ReviewAudited by ClawScan on May 16, 2026.

Overview

Speech Video appears coherent and benign, but it works by using a NemoVideo bearer token and uploading selected media to a third-party cloud service for rendering.

This skill is reasonable to use if you are comfortable with a third-party cloud service processing your speech recordings and videos. Review what you upload, avoid highly sensitive media unless you trust the provider, and keep your NEMO_TOKEN private.

Findings (5)

Artifact-based informational review of SKILL.md, metadata, install specs, static scan signals, and capability signals.

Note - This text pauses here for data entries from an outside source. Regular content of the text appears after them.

Issue #1945, opened 2017-02-06
Dottydoc needs to be reactive


felixmulder:
The doc tool currently pretty much only supports desktop, since there are no rules for mobile devices.

Since the documentation is using bootstrap 4, we should adapt to using its preferred method of handling reactive sizing.

hhandoko:
I might be able to help 😄

felixmulder:
Let me know if you need help getting started.

hhandoko:
Yup, actually I do 😁  How do I (re)generate the existing Dottydocs to preview the changes?

I've tried to running `dottydoc` on the root project but it's throwing up some `[doc error]` messages (not being able to find the HTML pages). Is there a specific sub-project / module I need to switch to?

So here's what I've accomplished so far:

1. I've cloned the repo, compiled and managed to get to the REPL successfully
1. I've located the relevant files under `doc-tool/resources`

felixmulder:
Run `genDocs` and you'll get a `_site` directory in the docs dir :)

julienrf:
@felixmulder I think you mean “responsive” rather than “reactive” ;)

felixmulder:
Yes random ahoy buzzword, I mean responsive

hhandoko:
@felixmulder I've submitted the first PR for the responsive feature [1]. I'll be looking into the landing page next. Are there specific areas of the site / layout you want me to look at in particular?

Notes:
[1] - I prefer a few smaller PRs rather than a single large one as it is easier to manage. Hope that's alright.

felixmulder:
So the important part for getting dottydoc responsive is not the landing page - that page is going to be different for every project. The import part is getting the pages under: http://dotty.epfl.ch/docs/ to be responsive :)

hhandoko:
Cool, got it 👌

hhandoko:
@felixmulder any particular area you want me to look next? Otherwise I'm going to update the docs (`api-page.html`) template styling, e.g. clean up extra padding, improve contrast, font sizes, etc.

PR #2052, opened 2017-03-06
Feature - Responsive Dottydoc (Part 1) - Main layout

hhandoko:
Related ticket: #1945 

Added better responsive support to sidebar by implementing off-canvas behaviour (i.e. content body slides to the right instead of becoming narrower).

Tested on:
- Chrome 56.0.2924.87
- Firefox 47.0.1
- Safari 10.0.3


felixmulder:
As a side note - we're using the imperative mood for our commit messages. This means "Add X" instead of "Added X". Here's a quick primer:

> 1. Separate subject from body with a blank line
> 1. Limit the subject line to 50 characters
> 1. Capitalize the subject line
> 1. Do not end the subject line with a period
> 1. Use the imperative mood in the subject line
> 1. Wrap the body at 72 characters
> 1. Use the body to explain what and why vs. how
>
> taken from [Chris Beams](https://chris.beams.io/posts/git-commit/)

hhandoko:
Hi @felixmulder,

> The position of the hamburger icon has changed, we'd like to keep it where it was. Also in moving it, it looks like it lost its CSS styling.

By CSS styling do you mean `:hover` styles? I missed it but I can add it back again. I changed the positions since a fixed hamburger icon positioning overlaps with the content body text (it looks less intrusive in the sidebar area). Also, I am taking these cues from Elixir's ExDocs convention [1].

> The width of the sidebar now feels a bit too wide, what was your reasoning here?

I felt 250px was a bit too narrow as some package names got cut-off and most class names barely fit, so I added an extra 50px... But you have a good point, probably on narrower viewport width I can reduce it back to 250px.

> The animation from ☰ to ˿ while nice-looking, doesn't really add anything in its context, I assume it's for mobile devices / something thinner than 767px - maybe it'd look ok with the old styling restored? Let's leave it in for the next iteration of the PR.

I was looking to give more context with the left-pointing arrow, I've seen it implemented on the old Google Play Store mobile sidebar. Yes, the animation has no functional purpose, I just thought it looks nice 😁 

> In the <767px view the size of the sidebar exposed is huge, I'm not sure if that was intentional or if it looks better on mobile. But we should probably differentiate between rules for mobile devices and smaller viewports on desktops, just a thought

Yes, it is intentional. As per earlier comments I'll reduce it back to 250px before minimising the sidebar at 576px.

Let me know if you have any further thoughts.

Notes:
[1] - Example of Elixir's ExDocs output: https://hhandoko.github.io/diskusi/readme.html

felixmulder:
> By CSS styling do you mean `:hover` styles? 

I mean:

screen shot 2017-03-06 at 15 45 01
vs before:
screen shot 2017-03-06 at 15 45 08

> a fixed hamburger icon positioning overlaps with the content body text

Not sure what you mean by "overlaps" in this sentence here is what it looks like on rMBP all  up to date browsers:

screen shot 2017-03-06 at 15 53 34

> Also, I am taking these cues from Elixir's ExDocs

I see, let's try to do our own thing 🙂 

> I felt 250px was a bit too narrow as some package names got cut-off and most class names barely fit

You're right, but then again, 300px is not enough for some projects, so this will be arbitrary - if we keep it at 250px - people can override the CSS on their own docs if need be.

hhandoko:
> Not sure what you mean by "overlaps" in this sentence here is what it looks like on rMBP all up to date browsers:

WRT the screenshot, it looks OK when the content body fits entirely in one page, but it becomes an issue on lengthy pages.

- Without fixed hamburger menu positioning, the menu gets hidden when the user scrolls towards the bottom of the page. It is especially problematic on mobile devices with lengthy content body, as the user won't be able to minimise the sidebar again without scrolling to the top of the page.

- With fixed hamburger menu positioning (i.e. fixed position on top-left of content body), some left-padding must be added to the content body otherwise the menu will appear on top of the content body text / whitespace when the user scrolls towards the bottom of the page.

hamb-menu-overlap

> I see, let's try to do our own thing 🙂

Yes, I'm not saying Dottydoc should copy ExDocs, just that I found that their UI pattern is useful and solves an existing problem given that the primary layout is very similar (as mentioned above).

> You're right, but then again, 300px is not enough for some projects, so this will be arbitrary - if we keep it at 250px - people can override the CSS on their own docs if need be.

Good point 👌 

Actions:
[ ] - Add `:hover` styles to hamburger menu
[ ] - Reduce sidebar width back to 250px
[ ] - Switch to minimise sidebar at x < 576px from x < 768px

hhandoko:
@felixmulder, any thoughts? ☝️

hhandoko:
The last batch of commits completes the following:

[X] - Add `:hover` styles to hamburger menu
[X] - Reduce sidebar width back to 250px
[ ] - Switch to minimise sidebar at x < 576px from x < 768px

I've left sidebar minimisation / collapse at 768px as the layout looks really awkward between Mobile and Tablet resolution (sidebar and content body is split almost equally down the middle).

felixmulder:
Thanks for the hard work @hhandoko! :tada:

ClawScan does not execute the skill or run runtime probes.

Low

#ASI04: Agentic Supply Chain Vulnerabilities

What this means

Users have less independent information for verifying who maintains the skill or the service integration.

Why it was flagged

The skill does not provide a source repository or homepage. This is a provenance gap, although the artifact set shows no install script or local code to execute.

Skill content

Source: unknown
Homepage: none

Recommendation

Use this only if you trust the registry entry and the NemoVideo service; avoid providing highly sensitive recordings unless you are comfortable with the provider.

Low

#ASI02: Tool Misuse and Exploitation

What this means

Opening or invoking the skill may contact NemoVideo and create a service session even before a file is uploaded.

Why it was flagged

The skill tells the agent to make a remote API connection and create a session automatically on invocation. This is disclosed and aligned with the cloud-rendering purpose, but it is still network activity before the substantive user task.

Skill content

Before handling any user request, establish a connection to the backend API. Show a brief status like "Connecting...".

Recommendation

Only invoke the skill when you are comfortable contacting the NemoVideo backend; the skill could improve transparency by clearly saying when a remote session is created.

Low

#ASI03: Identity and Privilege Abuse

What this means

The skill can act within the NemoVideo session associated with the provided or anonymous token, including checking credits and starting render/export jobs.

Why it was flagged

The skill uses a bearer token for NemoVideo API access. This is expected for the service, and the artifacts do not show token logging, unrelated use, or hardcoded credentials.

Skill content

Every API call needs `Authorization: Bearer <NEMO_TOKEN>`

Recommendation

Use a token intended for this service, keep it private, and monitor any credit or usage impact.

Medium

#ASI07: Insecure Inter-Agent Communication

What this means

Audio, video, or linked media supplied to the skill will be transferred to a third-party cloud service for processing.

Why it was flagged

The workflow sends user-selected local files or URLs to the NemoVideo backend for processing. That is central to speech-to-video generation, but uploaded recordings may contain private content.

Skill content

**Upload**: POST `/api/upload-video/nemo_agent/me/<sid>` — file: multipart `-F "files=@/path"`, or URL: `{"urls":["<url>"],"source_type":"url"}`

Recommendation

Do not upload confidential recordings unless you trust NemoVideo's handling of the data and have permission from anyone recorded.

Low

#ASI10: Rogue Agents

What this means

A render may continue briefly on the provider side even if the local UI is closed before completion.

Why it was flagged

The artifacts disclose that cloud render jobs can continue or become orphaned after the local client/tab is closed. This is purpose-aligned server-side processing, not hidden persistence.

Skill content

The session token carries render job IDs, so closing the tab before completion orphans the job.

Recommendation

Wait for render jobs to finish when possible, and avoid starting unnecessary exports.